■ Exercise description ■
When the string "similar" is part of a line in the data below, report the whole line.

BEGIN Source material

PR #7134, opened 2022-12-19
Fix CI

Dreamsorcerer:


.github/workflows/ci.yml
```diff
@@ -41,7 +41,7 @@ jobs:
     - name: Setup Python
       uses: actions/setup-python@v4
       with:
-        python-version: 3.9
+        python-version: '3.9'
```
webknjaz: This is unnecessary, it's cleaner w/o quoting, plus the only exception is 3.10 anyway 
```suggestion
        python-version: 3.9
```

END Source material
BEGIN Source material

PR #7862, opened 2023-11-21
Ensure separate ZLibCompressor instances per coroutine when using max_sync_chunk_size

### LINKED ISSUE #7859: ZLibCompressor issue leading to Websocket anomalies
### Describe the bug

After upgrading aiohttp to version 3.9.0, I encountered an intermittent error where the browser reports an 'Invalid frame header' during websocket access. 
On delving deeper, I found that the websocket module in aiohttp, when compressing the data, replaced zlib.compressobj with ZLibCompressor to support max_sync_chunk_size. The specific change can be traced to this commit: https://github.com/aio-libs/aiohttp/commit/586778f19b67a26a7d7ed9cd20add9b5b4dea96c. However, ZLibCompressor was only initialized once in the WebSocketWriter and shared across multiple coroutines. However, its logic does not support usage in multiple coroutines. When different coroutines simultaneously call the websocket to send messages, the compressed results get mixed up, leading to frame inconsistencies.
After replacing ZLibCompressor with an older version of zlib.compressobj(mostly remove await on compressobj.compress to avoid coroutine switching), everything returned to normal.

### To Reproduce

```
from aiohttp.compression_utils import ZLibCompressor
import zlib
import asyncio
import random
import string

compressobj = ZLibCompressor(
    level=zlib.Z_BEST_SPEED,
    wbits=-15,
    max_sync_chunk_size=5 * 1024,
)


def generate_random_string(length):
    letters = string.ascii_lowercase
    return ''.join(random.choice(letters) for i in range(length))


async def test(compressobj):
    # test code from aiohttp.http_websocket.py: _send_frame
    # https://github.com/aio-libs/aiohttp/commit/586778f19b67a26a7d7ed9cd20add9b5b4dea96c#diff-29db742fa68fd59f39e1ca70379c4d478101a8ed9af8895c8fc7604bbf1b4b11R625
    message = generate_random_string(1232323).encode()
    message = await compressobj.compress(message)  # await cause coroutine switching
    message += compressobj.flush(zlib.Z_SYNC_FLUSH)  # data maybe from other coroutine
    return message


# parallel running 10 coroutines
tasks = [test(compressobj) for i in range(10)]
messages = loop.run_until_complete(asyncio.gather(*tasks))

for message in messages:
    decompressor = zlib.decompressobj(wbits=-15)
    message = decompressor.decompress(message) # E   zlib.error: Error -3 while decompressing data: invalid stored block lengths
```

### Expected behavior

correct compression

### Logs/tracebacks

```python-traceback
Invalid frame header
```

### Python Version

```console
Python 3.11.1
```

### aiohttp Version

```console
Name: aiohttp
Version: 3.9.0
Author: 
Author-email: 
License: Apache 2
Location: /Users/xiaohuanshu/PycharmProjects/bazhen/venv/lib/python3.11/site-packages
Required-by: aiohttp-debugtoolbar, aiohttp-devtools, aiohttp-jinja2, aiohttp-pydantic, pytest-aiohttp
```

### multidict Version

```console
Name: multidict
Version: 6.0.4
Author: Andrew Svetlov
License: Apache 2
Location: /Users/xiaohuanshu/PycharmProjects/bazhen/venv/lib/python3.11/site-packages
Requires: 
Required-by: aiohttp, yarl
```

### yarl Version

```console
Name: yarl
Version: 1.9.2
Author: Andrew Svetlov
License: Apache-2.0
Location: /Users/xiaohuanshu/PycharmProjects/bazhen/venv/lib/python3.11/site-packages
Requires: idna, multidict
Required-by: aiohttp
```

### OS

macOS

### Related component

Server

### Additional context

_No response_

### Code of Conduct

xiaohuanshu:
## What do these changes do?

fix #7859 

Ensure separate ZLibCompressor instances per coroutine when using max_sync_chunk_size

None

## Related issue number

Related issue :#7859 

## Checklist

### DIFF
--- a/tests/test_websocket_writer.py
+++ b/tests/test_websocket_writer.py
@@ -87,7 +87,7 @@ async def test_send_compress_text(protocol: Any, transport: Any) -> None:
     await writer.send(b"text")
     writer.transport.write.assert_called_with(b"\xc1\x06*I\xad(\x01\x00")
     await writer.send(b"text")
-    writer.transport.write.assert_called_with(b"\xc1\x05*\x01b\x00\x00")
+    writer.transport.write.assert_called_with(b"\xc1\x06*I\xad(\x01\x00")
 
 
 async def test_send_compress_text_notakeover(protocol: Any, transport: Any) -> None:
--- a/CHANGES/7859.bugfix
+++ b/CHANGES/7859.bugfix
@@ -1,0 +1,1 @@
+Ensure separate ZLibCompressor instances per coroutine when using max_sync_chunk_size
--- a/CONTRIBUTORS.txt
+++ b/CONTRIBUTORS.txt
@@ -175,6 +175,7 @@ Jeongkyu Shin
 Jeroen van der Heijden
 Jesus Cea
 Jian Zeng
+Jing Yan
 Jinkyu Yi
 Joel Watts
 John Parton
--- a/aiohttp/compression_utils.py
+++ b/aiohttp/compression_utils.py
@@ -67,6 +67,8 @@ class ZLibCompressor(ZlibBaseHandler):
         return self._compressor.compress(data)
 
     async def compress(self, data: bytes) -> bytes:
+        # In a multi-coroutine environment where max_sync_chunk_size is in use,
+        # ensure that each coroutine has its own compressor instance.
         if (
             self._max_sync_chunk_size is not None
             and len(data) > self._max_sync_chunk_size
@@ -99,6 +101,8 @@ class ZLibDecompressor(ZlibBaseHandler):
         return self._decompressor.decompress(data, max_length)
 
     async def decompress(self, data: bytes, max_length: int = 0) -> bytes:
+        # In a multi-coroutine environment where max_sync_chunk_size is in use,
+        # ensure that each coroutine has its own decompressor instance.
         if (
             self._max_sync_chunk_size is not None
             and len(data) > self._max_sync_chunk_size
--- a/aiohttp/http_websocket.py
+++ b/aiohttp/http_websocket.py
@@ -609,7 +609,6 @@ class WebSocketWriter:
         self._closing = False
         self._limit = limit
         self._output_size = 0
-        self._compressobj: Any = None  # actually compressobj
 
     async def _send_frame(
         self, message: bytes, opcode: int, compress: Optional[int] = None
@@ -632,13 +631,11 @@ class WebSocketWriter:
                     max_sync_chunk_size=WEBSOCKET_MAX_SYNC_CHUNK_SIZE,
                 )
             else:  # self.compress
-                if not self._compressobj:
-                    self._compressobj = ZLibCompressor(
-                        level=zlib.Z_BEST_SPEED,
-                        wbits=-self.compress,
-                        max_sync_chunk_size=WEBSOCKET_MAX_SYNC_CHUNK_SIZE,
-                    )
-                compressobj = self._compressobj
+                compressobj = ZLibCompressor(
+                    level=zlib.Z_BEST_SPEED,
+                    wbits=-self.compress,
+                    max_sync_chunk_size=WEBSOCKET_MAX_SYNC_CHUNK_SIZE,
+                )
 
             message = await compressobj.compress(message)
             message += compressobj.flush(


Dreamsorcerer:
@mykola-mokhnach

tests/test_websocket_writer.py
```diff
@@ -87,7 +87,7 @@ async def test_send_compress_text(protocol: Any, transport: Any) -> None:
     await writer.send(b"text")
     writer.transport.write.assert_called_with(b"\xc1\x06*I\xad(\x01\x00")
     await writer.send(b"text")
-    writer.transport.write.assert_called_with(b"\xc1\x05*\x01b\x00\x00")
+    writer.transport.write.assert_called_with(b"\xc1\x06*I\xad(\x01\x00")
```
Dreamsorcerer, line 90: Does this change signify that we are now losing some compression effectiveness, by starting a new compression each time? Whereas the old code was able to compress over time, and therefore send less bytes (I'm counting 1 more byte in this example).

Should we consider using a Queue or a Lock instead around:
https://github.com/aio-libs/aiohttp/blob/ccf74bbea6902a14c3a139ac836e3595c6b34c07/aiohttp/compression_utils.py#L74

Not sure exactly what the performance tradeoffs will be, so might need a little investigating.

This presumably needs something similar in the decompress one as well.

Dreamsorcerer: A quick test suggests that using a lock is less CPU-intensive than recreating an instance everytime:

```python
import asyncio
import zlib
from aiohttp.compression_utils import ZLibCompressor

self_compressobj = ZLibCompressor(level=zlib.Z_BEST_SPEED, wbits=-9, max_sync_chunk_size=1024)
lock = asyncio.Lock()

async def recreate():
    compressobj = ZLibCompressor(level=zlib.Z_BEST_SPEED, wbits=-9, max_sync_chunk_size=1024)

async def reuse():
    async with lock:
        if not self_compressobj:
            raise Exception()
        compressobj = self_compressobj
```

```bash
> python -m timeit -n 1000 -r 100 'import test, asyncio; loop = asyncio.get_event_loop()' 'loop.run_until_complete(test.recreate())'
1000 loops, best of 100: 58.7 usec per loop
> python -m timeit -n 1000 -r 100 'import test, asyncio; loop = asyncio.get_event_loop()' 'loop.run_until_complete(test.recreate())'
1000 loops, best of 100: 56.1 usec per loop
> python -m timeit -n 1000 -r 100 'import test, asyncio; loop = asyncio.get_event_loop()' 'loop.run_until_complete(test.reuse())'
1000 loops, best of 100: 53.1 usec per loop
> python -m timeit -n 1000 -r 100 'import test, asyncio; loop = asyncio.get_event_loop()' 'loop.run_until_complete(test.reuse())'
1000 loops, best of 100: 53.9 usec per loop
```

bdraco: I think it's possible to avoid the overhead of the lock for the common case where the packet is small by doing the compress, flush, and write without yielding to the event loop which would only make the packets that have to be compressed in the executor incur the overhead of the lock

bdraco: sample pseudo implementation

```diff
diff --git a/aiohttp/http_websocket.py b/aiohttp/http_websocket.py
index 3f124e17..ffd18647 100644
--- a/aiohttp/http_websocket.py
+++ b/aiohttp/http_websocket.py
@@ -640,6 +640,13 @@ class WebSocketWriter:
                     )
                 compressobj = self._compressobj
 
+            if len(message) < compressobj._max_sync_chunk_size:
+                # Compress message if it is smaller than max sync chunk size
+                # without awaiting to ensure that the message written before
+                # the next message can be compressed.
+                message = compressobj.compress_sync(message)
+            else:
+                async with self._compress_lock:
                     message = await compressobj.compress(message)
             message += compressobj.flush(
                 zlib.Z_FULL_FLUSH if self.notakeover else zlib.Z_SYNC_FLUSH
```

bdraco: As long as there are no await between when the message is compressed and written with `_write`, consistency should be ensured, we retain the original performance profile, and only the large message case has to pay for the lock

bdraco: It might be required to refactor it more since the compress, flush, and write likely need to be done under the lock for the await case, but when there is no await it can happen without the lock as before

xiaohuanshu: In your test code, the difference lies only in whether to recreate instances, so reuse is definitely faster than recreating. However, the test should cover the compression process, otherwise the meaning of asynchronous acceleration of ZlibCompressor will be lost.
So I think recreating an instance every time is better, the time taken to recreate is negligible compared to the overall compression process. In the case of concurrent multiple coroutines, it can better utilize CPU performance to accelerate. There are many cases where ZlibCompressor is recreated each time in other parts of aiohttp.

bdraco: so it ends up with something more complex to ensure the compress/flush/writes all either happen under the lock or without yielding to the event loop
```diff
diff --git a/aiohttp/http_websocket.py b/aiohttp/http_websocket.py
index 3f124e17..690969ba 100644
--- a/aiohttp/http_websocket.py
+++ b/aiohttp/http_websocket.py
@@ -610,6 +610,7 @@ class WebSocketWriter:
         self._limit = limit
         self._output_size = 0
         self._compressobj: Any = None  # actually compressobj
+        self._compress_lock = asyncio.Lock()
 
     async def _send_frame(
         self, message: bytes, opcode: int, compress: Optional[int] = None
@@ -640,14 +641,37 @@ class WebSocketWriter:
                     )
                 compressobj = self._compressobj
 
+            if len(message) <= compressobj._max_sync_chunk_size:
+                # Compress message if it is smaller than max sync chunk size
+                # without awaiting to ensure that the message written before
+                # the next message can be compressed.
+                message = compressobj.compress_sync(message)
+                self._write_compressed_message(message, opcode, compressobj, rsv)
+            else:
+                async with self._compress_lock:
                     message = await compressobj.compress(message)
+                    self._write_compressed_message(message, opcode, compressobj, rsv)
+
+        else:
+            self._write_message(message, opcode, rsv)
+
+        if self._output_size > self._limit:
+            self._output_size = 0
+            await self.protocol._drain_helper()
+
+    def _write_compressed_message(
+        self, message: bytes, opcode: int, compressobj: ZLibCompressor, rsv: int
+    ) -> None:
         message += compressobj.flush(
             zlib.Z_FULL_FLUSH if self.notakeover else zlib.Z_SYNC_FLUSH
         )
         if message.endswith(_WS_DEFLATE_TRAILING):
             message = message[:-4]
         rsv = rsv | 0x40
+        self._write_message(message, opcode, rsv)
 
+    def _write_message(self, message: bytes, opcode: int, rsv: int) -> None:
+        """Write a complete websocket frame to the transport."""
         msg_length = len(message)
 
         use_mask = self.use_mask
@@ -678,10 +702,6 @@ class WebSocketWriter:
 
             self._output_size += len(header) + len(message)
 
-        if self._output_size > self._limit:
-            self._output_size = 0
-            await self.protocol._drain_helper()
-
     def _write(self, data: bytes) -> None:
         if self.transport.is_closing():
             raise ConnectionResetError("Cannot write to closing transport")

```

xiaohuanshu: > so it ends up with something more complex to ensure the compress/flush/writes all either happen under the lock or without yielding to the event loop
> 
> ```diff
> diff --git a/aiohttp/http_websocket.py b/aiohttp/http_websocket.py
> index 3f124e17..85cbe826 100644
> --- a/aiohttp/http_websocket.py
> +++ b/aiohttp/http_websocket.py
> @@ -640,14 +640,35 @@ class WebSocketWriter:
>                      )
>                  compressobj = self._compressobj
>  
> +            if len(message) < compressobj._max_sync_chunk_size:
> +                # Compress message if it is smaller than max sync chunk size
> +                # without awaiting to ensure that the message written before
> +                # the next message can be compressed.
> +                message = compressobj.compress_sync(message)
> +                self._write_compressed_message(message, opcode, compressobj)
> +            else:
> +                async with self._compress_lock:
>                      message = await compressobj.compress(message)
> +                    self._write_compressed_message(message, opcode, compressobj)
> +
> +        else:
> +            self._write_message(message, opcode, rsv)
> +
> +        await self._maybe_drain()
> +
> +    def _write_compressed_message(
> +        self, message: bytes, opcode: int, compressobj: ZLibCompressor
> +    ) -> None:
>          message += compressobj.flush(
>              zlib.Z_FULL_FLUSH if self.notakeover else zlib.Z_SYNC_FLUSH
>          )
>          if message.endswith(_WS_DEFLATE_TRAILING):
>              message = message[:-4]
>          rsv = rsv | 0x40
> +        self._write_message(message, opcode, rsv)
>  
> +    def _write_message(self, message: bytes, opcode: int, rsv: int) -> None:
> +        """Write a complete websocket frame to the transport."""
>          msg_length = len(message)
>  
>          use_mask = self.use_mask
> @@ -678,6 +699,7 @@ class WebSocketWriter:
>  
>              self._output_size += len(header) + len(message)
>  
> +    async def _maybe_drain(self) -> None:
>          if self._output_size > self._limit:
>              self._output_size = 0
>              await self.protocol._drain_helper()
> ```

END Source material
BEGIN Source material

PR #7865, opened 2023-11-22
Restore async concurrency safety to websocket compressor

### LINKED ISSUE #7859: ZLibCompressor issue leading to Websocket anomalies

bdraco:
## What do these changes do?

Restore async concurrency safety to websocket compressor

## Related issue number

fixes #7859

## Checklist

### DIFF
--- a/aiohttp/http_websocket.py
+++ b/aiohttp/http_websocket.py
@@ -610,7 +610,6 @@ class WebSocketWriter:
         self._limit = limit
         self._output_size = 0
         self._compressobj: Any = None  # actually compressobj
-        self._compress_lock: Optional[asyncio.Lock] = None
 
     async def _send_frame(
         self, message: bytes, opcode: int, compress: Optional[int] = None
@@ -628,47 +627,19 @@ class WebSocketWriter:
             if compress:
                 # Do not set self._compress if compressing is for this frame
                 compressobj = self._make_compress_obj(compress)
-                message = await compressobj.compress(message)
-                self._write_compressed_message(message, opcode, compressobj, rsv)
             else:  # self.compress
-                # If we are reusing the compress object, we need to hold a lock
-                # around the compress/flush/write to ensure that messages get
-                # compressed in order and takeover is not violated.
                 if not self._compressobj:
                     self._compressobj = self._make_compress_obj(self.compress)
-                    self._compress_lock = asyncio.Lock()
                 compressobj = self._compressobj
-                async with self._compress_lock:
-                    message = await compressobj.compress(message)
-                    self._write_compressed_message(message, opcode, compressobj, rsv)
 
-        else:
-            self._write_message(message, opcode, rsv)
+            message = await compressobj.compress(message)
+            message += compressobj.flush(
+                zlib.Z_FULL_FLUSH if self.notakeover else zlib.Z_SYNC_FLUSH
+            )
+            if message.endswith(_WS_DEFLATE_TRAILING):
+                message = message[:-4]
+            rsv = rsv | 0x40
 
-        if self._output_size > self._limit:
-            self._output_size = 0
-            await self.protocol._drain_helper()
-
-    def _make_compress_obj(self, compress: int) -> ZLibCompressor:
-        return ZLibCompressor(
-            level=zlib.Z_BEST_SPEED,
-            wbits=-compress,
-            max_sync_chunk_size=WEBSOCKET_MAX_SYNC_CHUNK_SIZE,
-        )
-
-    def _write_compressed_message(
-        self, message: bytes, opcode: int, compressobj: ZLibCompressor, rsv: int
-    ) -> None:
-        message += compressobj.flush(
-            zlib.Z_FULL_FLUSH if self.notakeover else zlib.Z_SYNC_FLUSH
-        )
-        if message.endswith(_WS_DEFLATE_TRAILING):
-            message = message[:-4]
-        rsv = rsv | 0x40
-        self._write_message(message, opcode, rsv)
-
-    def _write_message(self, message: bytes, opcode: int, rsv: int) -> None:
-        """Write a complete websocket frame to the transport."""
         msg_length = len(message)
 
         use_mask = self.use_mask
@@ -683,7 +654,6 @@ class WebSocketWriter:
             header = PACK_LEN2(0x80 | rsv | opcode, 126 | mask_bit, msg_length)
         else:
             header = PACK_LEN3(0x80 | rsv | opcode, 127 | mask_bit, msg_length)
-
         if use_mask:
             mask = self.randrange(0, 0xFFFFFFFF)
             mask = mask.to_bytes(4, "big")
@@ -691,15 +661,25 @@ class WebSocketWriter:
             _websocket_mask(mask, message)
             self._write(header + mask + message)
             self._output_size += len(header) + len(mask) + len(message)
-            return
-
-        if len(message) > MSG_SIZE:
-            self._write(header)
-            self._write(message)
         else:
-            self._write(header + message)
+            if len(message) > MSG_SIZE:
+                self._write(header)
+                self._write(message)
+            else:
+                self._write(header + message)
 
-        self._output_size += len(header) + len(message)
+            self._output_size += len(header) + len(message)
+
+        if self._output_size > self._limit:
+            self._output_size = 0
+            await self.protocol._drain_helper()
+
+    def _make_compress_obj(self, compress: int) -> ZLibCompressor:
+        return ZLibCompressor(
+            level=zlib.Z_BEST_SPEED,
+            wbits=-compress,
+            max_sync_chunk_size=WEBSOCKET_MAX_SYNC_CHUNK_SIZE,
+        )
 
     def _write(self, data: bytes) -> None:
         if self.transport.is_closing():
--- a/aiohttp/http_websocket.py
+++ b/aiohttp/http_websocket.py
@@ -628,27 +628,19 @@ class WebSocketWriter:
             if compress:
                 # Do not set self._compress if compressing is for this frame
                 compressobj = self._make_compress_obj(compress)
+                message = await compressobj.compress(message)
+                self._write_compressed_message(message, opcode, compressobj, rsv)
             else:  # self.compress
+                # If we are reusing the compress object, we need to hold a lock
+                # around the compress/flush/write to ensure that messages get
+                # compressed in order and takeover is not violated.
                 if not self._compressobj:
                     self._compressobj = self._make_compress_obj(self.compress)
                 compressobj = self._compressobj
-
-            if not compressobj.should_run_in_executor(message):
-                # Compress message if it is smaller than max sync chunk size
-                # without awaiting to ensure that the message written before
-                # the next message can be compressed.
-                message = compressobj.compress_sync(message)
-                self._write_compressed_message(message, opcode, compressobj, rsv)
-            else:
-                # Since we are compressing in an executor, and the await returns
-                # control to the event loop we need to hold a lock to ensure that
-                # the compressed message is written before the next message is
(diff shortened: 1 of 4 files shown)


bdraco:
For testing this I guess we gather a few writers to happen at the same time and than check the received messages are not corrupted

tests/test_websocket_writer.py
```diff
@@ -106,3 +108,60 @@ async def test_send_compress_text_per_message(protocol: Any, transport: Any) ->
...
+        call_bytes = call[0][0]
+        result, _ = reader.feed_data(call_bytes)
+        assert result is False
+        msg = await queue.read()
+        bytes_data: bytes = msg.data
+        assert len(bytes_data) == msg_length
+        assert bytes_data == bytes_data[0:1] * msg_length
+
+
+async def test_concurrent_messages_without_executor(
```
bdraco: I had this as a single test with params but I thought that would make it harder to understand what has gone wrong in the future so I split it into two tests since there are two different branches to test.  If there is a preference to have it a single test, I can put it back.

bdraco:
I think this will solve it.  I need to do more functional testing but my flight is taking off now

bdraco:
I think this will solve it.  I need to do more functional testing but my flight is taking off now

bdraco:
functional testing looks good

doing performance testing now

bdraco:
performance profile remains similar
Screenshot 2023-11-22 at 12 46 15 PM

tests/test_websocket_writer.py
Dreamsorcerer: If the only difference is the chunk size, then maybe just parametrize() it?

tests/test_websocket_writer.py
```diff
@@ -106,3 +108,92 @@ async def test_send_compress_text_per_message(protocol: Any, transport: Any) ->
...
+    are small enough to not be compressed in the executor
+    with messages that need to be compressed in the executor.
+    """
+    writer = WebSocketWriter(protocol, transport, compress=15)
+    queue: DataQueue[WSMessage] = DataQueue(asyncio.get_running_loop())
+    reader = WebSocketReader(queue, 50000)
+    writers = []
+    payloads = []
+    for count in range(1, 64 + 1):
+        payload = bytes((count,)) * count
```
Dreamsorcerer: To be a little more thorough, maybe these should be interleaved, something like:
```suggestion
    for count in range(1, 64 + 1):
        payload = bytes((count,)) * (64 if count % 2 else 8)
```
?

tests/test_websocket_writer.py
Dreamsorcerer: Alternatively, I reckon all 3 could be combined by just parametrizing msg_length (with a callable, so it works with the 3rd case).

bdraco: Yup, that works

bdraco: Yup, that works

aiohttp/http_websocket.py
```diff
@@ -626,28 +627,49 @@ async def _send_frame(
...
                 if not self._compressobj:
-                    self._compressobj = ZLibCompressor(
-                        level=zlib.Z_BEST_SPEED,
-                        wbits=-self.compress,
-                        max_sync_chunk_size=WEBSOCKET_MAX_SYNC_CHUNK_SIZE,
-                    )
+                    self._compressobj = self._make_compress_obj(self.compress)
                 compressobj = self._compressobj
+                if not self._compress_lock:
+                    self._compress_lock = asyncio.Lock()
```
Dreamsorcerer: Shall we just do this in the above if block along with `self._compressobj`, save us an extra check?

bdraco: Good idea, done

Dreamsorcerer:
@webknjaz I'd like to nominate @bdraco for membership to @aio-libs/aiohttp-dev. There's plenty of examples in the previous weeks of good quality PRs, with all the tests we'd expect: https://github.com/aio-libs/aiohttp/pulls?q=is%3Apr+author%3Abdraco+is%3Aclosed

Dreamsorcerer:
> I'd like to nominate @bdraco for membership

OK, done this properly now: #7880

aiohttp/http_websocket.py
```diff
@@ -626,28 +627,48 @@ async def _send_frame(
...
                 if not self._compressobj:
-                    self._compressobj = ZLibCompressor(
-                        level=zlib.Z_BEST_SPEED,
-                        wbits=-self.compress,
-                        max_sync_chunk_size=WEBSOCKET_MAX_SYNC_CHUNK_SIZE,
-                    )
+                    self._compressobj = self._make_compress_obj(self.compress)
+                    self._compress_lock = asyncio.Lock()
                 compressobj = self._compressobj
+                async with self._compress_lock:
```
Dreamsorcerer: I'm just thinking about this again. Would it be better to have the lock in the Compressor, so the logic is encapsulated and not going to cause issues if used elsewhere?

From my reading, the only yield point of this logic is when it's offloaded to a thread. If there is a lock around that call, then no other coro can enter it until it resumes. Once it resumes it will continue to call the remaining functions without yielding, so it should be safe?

END Source material

■ Exercise result ■
This presumably needs something similar in the decompress one as well.
performance profile remains similar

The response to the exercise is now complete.